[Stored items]
PR #2283, opened 2023-11-07
fix(DTFS2-6520): made aria-labels in Deal page tabs headings more consistent

avaitonis:
### Introduction
Visible H2 text didn't match aria-label in Deal underwriting tab.

### Resolution
 - Removed `aria-label` for all Deal page tabs. 
 - Changed Underwriting tab header text from `Deal` to `Underwriting`. Agreed with Tim.
 - Markup cleanup


trade-finance-manager-ui/templates/case/activity/activity.njk
```diff
@@ -17,7 +17,7 @@
 
     <div class="govuk-grid-column-full">
 
-      <h2 class="govuk-heading-xl govuk-!-margin-top-6 govuk-!-margin-bottom-5" data-cy="activity-heading" aria-label="Activity and comments">Activity and comments</h2>
+      <h2 class="govuk-heading-xl govuk-!-margin-top-6 govuk-!-margin-bottom-5" data-cy="activity-heading" aria-label="Deal activity and comments">Activity and comments</h2>
```
lmarrai-sw, line 20: For all of these changes, @avaitonis we could just remove the `aria-label` and the actual text will be read out instead.

Do you think the actual text isn't clear enough and the text in the `aria-label` is better? If so then we probably want to change the actual text too (and can talk to the DTFS service designer about that)

lmarrai-sw (changes requested):

trade-finance-manager-ui/templates/case/activity/activity.njk
avaitonis: Hi @lmarrai-sw ,

aria-labels are removed, text copy change agreed with Tim.

lmarrai-sw (approved):
Thanks for this @avaitonis

lmarrai-sw (approved):
Thanks @avaitonis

# [Exercise goal]
What is needed is an exact restatement of every record above.

# [Answer box]
PR #2283, opened 2023-11-07
fix(DTFS2-6520): made aria-labels in Deal page tabs headings more consistent

avaitonis:
### Introduction
Visible H2 text didn't match aria-label in Deal underwriting tab.

### Resolution
 - Removed `aria-label` for all Deal page tabs. 
 - Changed Underwriting tab header text from `Deal` to `Underwriting`. Agreed with Tim.
 - Markup cleanup


trade-finance-manager-ui/templates/case/activity/activity.njk
```diff
@@ -17,7 +17,7 @@
 
     <div class="govuk-grid-column-full">
 
-      <h2 class="govuk-heading-xl govuk-!-margin-top-6 govuk-!-margin-bottom-5" data-cy="activity-heading" aria-label="Activity and comments">Activity and comments</h2>
+      <h2 class="govuk-heading-xl govuk-!-margin-top-6 govuk-!-margin-bottom-5" data-cy="activity-heading" aria-label="Deal activity and comments">Activity and comments</h2>
```
lmarrai-sw, line 20: For all of these changes, @avaitonis we could just remove the `aria-label` and the actual text will be read out instead.

Do you think the actual text isn't clear enough and the text in the `aria-label` is better? If so then we probably want to change the actual text too (and can talk to the DTFS service designer about that)

lmarrai-sw (changes requested):

trade-finance-manager-ui/templates/case/activity/activity.njk
avaitonis: Hi @lmarrai-sw ,

aria-labels are removed, text copy change agreed with Tim.

lmarrai-sw (approved):
Thanks for this @avaitonis

lmarrai-sw (approved):
Thanks @avaitonis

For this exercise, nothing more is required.